Material shown:

PR #2173, opened 2024-03-06
Websocket

drosetti:
(Please add to the PR name the issue/s that this PR would close if merged by using a [Github](https://docs.github.com/en/issues/tracking-your-work-with-issues/linking-a-pull-request-to-an-issue) keyword. Example: `<feature name>. Closes #999`. If your PR is made by a single commit, please add that clause in the commit too. This is all required to automate the closure of related issues.)

# Description

## Type of change

# Checklist

    - [ ] I have dumped the configuration from Django Admin using the `dumpplugin` command and added it in the project as a data migration. (["How to share a plugin with the community"](https://intelowl.readthedocs.io/en/latest/Contribute.html#how-to-share-your-plugin-with-the-community))
    - [ ] If you created a new analyzer and it is free (does not require API keys), please add it in the `FREE_TO_USE_ANALYZERS` playbook by following [this guide](https://intelowl.readthedocs.io/en/latest/Contribute.html#how-to-modify-a-plugin).

### Important Rules


drosetti:
@0ssigeno I discussed with Matte about one thing to change. I'm going to tag you again in another message when i'll have done.

authentication/serializers.py
```diff
@@ -229,3 +230,24 @@ def validate(self, attrs):
...
+            "created",
+        ]
+
+    def create(self, validated_data):
+        user = self.context["request"].user
+        if Token.objects.filter(user=user).exists():
+            raise rfs.ValidationError("An API token was already issued to you.")
+
+        validated_data["user"] = user
+        return super().create(validated_data)
```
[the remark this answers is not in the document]
0ssigeno: `ValidationError` should be raised in the `validate` method.

api_app/websocket/consumer.py
```diff
@@ -0,0 +1,75 @@
...
+                f"send data for the job: {job.id} "
+                f"to the user: {channel.user.username} "
+                f"over the channel: {channel.channel_name}"
+            )
+            job_serializer = WsJobSerializer(job, context={"channel": channel})
+            job_data = job_serializer.data
+            async_to_sync(channel_layer.send)(
+                channel.channel_name,
+                {"type": "send.job", "job": job_data},
+            )
```
0ssigeno: Cant' we use celery for this? Just an idea, don't even know if it is doable

api_app/websocket/models.py
```diff
@@ -0,0 +1,20 @@
...
+
+class JobChannel(models.Model):
+    """Data stored about a job scan.
+
+    * job_id is used to send data to all the channels waiting for the job:
+        multiple users waiting for the same job
+    * user is used to get the permission to kill or delete the job
+    """
+
+    job_id = models.PositiveIntegerField()
```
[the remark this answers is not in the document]
drosetti: collection removed

intel_owl/settings/rest.py
```diff
@@ -12,7 +12,11 @@
 REST_FRAMEWORK = {
     "DEFAULT_RENDERER_CLASSES": ["rest_framework.renderers.JSONRenderer"],
     # Auth
-    "DEFAULT_AUTHENTICATION_CLASSES": ["durin.auth.CachedTokenAuthentication"],
+    "DEFAULT_AUTHENTICATION_CLASSES": [
+        "rest_framework.authentication.TokenAuthentication",
+        "rest_framework.authentication.SessionAuthentication",
+        "rest_framework.authentication.BasicAuthentication",
```
mlodic, line 18: basic auth is required for what?

intel_owl/settings/django.py
```diff
@@ -17,6 +17,10 @@
     "django.middleware.clickjacking.XFrameOptionsMiddleware",
     "certego_saas.ext.middlewares.LogMiddleware",  # custom
 ]
+
+SESSION_COOKIE_HTTPONLY = True
+SESSION_COOKIE_AGE = 60 * 60 * 24 * 90  # seconds * minutes * hours * days
```
mlodic, line 22: 90 days for keeping the session alive? this means that, once authenticated, the session cookie is valid for 90 days and only after that time the user needs to login again? That is very bad on a security perspective. I'd like to keep this value customizable. In this way the users can decide whether to invest more in security rather than usability. It's a matter of risk analysis.
Then, I think that the default could be kept 2 weeks as the Django default. Or there are any other reasons that I am missing?

intel_owl/settings/celery.py
```diff
@@ -8,9 +8,12 @@
...
 RESULT_BACKEND = "django-db"
-BROKER_URL = get_secret(
-    "BROKER_URL", "sqs://" if AWS_SQS else "amqp://guest:guest@rabbitmq:5672"
-)
+BROKER_URL = get_secret("BROKER_URL", None)
+if not BROKER_URL and AWS_SQS:
+    BROKER_URL = "sqs://"
+else:
+    BROKER_URL = "redis://redis:6379/1"  # 0 is used by channels
+
```
mlodic, line 16:
```suggestion
if not BROKER_URL:
    if AWS_SQS:
        BROKER_URL = "sqs://"
    else:
        BROKER_URL = "redis://redis:6379/1"  # 0 is used by channels

```
I think you wanted to do that instead

intel_owl/settings/cache.py
```diff
@@ -35,6 +35,8 @@ def get_where(self, starts_with: str, version=None) -> Dict[str, Any]:
         return self.get_many([row[0] for row in rows], version=version)
 
 
+DJANGO_REDIS_IGNORE_EXCEPTIONS = True
```
mlodic, line 38: reading the [doc](https://github.com/jazzband/django-redis?tab=readme-ov-file#memcached-exceptions-behavior) about this, I am not sure that's a good idea because if redis is down everything goes down. We can't ignore exceptions

docker/default.yml
```diff
@@ -8,6 +8,7 @@ services:
   uwsgi:
     image: intelowlproject/intelowl:${REACT_APP_INTELOWL_VERSION}
     container_name: intelowl_uwsgi
+    hostname: uwsgi
```
mlodic, line 11: is this really needed?

docker/postgres.override.yml
```diff
@@ -5,6 +5,7 @@ services:
   postgres:
     image: library/postgres:16-alpine
     container_name: intelowl_postgres
+    hostname: postgres
```
mlodic, line 8: why you need to rename them all?

docs/source/Advanced-Configuration.md
```diff
@@ -174,15 +174,41 @@ First, you need to configure the environment variable `LOCAL_STORAGE` to `False`
...
 
-#### SQS
+#### Message Broker
 
-If you like, you could use AWS SQS instead of Rabbit-MQ to manage your queues.
+IntelOwl at the moment supports 3 different message brokers:
+- RabbitMQ
+- Aws SQS
+- Redis
+
```
mlodic, line 183: considering that the websockets do not work if we don't have redis, can we really say that now?
I think there are 2 options:
* easiest one is to drop support for other brokers and release this change with the major 
* find a way to have the websocket work without redis but I already feel the pain of managing these 2 cases.

mlodic (changes requested):

docker/postgres.override.yml
0ssigeno: We had some with the name, some without. Just to have the same syntax everywhere

docker/default.yml
0ssigeno: We had some with the name, some without. Just to have the same syntax everywhere

docs/source/Advanced-Configuration.md
0ssigeno: Yes we can. 
There is nothing that prevents an user to use SQS and have redis for the websockets. Same thing with rabbitmq

intel_owl/settings/cache.py
0ssigeno: Copy pasted from @sevdog, we can clearly change it

docs/source/Advanced-Configuration.md
mlodic: yes but in which case make sense to use another layer in the architecture when redis solve all of the problems at once? I'd remove the support for others, honestly

intel_owl/settings/django.py
drosetti: I agree with 2 weeks. I think it's possible to make it customizable, but could required some works: first of all this is a django settings, so we need to find a way to go around it. I'm not sure is possible and if it's possible do it without a strange workaround. Also we will need a UI or something like that (we need to ask to the user the time frame he likes).

intel_owl/settings/celery.py
drosetti: I think @0ssigeno  did this

api_app/websocket/consumer.py
drosetti: Honestly I don't know, I did some test, but it not seems to work. Also this function is called from the celery tasks so it's async.

docs/source/Advanced-Configuration.md
0ssigeno: I don't get why you want to remove the support since we have and it costs pretty much 0 to keep it. 
But again ,we can remove support (and add the breaking change in the next release)

docs/source/Advanced-Configuration.md
```diff
@@ -174,15 +174,41 @@ First, you need to configure the environment variable `LOCAL_STORAGE` to `False`
...
 
 
-#### SQS
+#### Message Broker
 
-If you like, you could use AWS SQS instead of Rabbit-MQ to manage your queues.
+IntelOwl at the moment supports 3 different message brokers:
+- RabbitMQ
+- Aws SQS
+- Redis
```
mlodic, line 182:
```suggestion
- Redis (default)
- RabbitMQ
- Aws SQS
```

I know that it is written below but that's to be more more clear at the very start

docs/source/Advanced-Configuration.md
mlodic: I checked again how the doc is written and the default configuration implemented cause I would like to do not create confusion on the user and yes, ok, I agree that by changing the doc a little we can maintain the support

intel_owl/settings/cache.py
mlodic: @drosetti after this check I think we can merge the PR

drosetti: @mlodic removed

api_app/websocket.py
```diff
@@ -0,0 +1,116 @@
...
+        @cached_property
+        def group_list(self) -> List[str]:
+            return [self.job_group_name, self.job_group_perm_name]
+
+        def get_group_for_user(self, user: User) -> str:
+            return (
+                self.job_group_perm_name
+                if (
+                    self._job.user == user
+                    or self._job.user.membership.organization.user_has_membership(user)
```
0ssigeno, line 42: If the user has no membership this will raise an exception

0ssigeno (changes requested):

Problem: Could you restate, word for word, the lines above from the one with "## Type of change" to the one with "- [ ] I have", both included?

Result:
## Type of change

# Checklist

    - [ ] I have dumped the configuration from Django Admin using the `dumpplugin` command and added it in the project as a data migration. (["How to share a plugin with the community"](https://intelowl.readthedocs.io/en/latest/Contribute.html#how-to-share-your-plugin-with-the-community))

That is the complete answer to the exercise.